SUPPLIED MATERIAL:

╔══

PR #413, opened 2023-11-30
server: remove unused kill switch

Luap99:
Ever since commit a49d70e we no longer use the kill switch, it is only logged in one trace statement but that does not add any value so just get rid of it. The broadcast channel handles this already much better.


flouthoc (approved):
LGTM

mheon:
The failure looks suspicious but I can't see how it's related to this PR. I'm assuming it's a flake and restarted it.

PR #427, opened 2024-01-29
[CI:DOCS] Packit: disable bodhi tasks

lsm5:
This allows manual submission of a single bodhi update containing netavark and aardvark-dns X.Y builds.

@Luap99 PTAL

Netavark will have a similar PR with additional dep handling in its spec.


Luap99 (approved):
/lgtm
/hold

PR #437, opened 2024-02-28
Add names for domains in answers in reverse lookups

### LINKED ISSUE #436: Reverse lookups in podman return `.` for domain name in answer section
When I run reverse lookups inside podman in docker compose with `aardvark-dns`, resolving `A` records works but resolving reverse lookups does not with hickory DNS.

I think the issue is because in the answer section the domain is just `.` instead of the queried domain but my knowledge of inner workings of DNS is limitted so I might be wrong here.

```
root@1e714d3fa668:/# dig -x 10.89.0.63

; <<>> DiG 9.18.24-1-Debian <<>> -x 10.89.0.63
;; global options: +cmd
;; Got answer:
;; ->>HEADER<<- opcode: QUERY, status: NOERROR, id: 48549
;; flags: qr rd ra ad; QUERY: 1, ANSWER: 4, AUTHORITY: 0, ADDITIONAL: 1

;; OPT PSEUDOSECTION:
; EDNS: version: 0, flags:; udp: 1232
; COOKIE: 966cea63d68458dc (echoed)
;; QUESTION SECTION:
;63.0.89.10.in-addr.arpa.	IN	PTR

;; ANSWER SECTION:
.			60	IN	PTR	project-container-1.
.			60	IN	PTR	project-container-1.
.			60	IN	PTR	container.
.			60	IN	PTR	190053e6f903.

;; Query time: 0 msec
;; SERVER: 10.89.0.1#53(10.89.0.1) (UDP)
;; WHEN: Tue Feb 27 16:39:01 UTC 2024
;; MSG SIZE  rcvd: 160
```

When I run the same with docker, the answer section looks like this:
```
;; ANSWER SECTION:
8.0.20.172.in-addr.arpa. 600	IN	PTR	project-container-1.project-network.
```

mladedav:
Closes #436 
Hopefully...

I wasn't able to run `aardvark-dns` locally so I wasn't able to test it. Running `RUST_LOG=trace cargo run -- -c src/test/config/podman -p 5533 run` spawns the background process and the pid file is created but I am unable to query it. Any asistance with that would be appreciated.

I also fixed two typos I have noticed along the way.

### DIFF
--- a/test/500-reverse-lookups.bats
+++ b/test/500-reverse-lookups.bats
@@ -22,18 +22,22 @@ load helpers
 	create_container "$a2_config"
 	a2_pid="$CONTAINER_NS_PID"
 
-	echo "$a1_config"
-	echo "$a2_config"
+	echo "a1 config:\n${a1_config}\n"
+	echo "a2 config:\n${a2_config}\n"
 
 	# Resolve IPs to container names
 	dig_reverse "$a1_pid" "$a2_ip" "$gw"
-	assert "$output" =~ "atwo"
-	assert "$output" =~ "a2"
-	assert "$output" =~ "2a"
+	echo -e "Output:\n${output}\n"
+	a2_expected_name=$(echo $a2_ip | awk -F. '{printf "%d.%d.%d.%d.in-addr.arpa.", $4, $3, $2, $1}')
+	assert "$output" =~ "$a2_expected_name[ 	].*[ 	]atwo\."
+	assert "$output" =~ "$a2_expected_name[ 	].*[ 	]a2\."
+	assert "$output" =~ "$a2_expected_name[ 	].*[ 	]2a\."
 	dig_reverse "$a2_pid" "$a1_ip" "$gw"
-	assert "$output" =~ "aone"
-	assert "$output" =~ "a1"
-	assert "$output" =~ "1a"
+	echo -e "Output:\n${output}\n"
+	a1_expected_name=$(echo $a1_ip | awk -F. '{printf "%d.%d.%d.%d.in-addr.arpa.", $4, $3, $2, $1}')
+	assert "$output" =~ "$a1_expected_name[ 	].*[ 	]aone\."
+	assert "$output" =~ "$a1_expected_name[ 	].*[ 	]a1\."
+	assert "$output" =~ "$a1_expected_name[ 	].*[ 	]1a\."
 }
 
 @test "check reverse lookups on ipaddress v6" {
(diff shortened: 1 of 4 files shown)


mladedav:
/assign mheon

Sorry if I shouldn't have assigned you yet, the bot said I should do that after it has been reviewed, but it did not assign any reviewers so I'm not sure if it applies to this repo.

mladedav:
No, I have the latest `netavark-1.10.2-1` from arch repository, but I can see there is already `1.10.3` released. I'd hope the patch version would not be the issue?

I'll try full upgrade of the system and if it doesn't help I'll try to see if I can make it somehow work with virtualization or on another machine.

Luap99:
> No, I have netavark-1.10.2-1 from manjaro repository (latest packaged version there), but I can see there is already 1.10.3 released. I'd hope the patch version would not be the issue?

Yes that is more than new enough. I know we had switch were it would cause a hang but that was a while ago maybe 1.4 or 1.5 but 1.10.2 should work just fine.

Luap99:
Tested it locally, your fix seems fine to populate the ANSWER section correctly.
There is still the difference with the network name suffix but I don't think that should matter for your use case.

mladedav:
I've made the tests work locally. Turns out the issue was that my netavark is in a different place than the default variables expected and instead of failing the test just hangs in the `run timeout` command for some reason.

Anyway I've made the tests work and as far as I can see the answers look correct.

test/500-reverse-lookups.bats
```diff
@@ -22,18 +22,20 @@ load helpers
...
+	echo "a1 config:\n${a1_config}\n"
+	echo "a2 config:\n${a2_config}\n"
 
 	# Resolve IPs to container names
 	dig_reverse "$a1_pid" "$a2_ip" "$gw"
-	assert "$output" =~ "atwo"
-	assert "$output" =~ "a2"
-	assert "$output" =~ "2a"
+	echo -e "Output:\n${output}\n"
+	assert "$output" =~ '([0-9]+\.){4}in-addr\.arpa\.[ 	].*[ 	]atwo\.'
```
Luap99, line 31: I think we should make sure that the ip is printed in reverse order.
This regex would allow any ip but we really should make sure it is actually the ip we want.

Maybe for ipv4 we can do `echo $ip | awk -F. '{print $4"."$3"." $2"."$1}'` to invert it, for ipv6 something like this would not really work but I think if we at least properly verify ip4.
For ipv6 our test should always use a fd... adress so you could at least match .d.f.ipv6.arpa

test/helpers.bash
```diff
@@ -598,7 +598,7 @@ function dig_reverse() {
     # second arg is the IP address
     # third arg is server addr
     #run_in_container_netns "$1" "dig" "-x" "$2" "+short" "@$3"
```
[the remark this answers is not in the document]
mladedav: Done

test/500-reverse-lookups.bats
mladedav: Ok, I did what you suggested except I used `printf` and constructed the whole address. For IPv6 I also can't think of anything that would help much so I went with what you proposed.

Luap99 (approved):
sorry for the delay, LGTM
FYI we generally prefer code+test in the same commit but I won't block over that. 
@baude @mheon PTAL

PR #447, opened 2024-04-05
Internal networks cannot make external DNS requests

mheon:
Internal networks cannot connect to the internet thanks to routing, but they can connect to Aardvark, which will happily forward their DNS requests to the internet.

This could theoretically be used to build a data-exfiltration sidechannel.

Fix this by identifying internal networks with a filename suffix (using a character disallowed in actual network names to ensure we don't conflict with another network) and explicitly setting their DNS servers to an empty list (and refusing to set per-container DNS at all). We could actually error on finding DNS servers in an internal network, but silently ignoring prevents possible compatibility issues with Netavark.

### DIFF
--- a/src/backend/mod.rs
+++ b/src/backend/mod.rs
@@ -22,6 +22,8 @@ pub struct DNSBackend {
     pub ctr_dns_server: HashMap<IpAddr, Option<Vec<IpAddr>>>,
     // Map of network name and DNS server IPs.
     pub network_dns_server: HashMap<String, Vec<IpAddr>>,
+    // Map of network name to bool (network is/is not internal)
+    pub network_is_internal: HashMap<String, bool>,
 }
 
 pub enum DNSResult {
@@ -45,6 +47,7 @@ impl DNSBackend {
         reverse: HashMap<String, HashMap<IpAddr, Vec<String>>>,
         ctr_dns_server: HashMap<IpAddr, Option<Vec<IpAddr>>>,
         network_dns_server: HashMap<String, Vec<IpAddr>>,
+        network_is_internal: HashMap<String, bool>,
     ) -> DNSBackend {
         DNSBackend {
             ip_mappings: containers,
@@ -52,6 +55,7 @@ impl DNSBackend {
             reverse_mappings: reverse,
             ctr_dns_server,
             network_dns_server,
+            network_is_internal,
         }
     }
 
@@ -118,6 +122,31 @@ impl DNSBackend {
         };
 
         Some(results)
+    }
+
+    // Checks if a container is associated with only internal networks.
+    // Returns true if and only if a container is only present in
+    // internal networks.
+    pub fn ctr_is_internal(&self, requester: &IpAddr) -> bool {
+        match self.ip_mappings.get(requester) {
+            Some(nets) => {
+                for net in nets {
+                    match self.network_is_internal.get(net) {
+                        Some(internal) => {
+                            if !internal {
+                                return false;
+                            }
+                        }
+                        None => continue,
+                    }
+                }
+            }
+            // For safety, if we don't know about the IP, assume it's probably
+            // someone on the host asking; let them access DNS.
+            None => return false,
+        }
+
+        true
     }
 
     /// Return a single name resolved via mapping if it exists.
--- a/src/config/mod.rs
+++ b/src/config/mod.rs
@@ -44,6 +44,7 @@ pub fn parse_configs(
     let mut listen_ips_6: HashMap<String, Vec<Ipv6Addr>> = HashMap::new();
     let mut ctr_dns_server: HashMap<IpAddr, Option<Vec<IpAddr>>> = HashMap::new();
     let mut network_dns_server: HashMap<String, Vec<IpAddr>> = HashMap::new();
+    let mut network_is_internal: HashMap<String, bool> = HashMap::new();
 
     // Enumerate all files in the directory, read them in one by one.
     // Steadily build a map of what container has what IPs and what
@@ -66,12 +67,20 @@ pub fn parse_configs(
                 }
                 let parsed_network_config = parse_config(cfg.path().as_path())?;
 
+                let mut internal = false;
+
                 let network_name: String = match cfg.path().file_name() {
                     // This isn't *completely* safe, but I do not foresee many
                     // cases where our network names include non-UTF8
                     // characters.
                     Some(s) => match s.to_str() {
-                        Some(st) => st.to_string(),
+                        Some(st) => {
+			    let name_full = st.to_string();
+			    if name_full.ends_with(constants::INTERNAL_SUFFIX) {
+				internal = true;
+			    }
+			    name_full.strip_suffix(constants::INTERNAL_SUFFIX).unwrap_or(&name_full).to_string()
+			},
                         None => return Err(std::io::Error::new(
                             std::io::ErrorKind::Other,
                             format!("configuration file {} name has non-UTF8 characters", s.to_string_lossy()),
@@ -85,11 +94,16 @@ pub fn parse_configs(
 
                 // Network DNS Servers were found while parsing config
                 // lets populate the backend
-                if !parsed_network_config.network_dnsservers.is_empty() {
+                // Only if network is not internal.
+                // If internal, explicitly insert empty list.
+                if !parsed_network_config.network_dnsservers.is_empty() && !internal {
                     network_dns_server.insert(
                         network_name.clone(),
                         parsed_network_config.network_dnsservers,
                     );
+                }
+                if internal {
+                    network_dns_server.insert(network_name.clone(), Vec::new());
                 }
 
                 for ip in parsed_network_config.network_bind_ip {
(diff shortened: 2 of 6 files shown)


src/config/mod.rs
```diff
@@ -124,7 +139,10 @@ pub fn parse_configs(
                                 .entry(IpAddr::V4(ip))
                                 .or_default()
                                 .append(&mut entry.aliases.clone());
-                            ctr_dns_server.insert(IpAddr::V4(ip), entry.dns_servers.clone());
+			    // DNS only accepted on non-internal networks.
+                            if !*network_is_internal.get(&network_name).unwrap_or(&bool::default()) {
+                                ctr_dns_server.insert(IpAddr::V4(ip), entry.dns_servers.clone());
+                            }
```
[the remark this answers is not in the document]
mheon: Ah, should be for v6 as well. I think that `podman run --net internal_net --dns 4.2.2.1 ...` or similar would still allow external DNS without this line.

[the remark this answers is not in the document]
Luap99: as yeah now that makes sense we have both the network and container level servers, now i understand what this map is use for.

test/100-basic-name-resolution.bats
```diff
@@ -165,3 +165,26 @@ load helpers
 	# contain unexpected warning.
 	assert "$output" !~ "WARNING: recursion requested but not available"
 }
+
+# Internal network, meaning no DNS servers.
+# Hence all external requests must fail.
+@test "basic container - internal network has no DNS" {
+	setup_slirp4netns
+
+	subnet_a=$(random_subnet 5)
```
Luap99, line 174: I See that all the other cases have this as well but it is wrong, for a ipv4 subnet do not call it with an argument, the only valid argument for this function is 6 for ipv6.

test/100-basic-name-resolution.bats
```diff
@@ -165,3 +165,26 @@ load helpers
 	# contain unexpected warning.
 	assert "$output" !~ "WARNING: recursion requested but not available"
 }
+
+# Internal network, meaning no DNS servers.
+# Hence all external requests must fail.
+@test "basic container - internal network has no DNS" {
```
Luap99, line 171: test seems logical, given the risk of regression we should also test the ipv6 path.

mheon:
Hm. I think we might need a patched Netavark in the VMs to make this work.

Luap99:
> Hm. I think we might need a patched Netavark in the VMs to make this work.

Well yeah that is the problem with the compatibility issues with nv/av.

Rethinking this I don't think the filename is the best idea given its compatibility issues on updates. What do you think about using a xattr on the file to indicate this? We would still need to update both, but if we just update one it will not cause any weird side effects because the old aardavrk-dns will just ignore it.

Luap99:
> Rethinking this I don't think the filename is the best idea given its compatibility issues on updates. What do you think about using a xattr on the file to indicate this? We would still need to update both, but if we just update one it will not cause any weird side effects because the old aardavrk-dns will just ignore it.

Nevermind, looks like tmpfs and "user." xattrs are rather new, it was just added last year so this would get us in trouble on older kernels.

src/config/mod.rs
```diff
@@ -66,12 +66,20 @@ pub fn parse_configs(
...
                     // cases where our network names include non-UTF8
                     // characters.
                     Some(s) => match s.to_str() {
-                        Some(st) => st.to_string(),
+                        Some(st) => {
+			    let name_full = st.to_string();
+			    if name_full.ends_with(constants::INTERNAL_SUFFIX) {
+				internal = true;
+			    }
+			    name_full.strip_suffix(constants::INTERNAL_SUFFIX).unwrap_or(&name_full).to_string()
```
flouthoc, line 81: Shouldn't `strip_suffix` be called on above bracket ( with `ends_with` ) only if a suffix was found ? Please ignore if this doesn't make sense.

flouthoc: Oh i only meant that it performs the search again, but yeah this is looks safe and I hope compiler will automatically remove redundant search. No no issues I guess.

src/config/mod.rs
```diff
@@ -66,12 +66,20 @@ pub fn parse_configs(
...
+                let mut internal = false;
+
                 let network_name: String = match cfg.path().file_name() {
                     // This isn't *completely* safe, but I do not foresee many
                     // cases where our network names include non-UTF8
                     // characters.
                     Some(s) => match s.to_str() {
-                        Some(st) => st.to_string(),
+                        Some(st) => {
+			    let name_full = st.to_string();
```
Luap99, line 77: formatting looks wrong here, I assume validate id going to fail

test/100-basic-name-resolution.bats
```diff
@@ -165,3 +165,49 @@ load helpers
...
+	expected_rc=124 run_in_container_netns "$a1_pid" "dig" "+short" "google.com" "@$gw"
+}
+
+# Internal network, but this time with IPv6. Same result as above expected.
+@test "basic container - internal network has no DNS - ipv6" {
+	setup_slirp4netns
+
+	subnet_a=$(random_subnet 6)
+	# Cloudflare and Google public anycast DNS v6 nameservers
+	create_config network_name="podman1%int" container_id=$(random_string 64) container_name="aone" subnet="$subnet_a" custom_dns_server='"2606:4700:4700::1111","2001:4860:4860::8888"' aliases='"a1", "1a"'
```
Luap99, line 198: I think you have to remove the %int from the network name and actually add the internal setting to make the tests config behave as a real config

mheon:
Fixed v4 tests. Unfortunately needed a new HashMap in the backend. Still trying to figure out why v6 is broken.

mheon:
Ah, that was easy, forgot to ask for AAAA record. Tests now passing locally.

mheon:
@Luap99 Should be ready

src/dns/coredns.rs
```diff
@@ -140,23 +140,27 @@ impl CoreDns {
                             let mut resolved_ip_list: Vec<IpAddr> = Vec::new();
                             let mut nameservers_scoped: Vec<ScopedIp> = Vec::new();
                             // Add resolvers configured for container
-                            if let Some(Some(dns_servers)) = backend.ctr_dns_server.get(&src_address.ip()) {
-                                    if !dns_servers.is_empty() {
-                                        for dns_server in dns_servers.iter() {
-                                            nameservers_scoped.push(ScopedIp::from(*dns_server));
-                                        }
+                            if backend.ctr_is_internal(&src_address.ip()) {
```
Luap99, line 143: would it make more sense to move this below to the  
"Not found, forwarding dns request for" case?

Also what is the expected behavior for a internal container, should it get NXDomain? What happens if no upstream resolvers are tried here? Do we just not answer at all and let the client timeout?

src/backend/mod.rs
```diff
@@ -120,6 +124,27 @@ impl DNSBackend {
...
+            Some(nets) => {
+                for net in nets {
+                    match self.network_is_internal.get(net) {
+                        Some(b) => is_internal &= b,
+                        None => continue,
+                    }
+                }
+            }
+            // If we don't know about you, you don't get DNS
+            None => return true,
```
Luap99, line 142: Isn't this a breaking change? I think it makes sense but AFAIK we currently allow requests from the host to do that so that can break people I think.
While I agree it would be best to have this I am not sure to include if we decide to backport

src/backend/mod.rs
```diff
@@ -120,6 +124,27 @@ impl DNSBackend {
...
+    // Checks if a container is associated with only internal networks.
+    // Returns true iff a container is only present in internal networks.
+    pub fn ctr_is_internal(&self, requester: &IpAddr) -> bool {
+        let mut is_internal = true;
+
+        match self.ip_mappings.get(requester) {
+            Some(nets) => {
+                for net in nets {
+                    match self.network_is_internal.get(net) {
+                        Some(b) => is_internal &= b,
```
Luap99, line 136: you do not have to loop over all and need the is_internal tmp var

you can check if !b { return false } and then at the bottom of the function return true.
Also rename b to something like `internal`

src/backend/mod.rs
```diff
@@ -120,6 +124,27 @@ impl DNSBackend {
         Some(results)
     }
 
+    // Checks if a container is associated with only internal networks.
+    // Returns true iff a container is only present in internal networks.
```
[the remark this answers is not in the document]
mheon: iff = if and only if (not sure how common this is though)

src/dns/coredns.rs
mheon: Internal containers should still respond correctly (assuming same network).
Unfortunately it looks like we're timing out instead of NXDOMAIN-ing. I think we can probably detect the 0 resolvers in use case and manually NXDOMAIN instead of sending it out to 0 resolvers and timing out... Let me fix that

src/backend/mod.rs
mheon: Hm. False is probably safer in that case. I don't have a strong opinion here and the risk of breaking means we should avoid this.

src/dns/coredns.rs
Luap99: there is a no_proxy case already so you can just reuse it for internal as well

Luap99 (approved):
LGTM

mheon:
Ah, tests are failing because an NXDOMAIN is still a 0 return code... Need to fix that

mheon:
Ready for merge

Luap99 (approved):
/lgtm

╚══

TASK BRIEF:
Filter the records above for lines containing the word "assuming", and copy those lines.

TASK RESULT:
The failure looks suspicious but I can't see how it's related to this PR. I'm assuming it's a flake and restarted it.
mheon: Internal containers should still respond correctly (assuming same network).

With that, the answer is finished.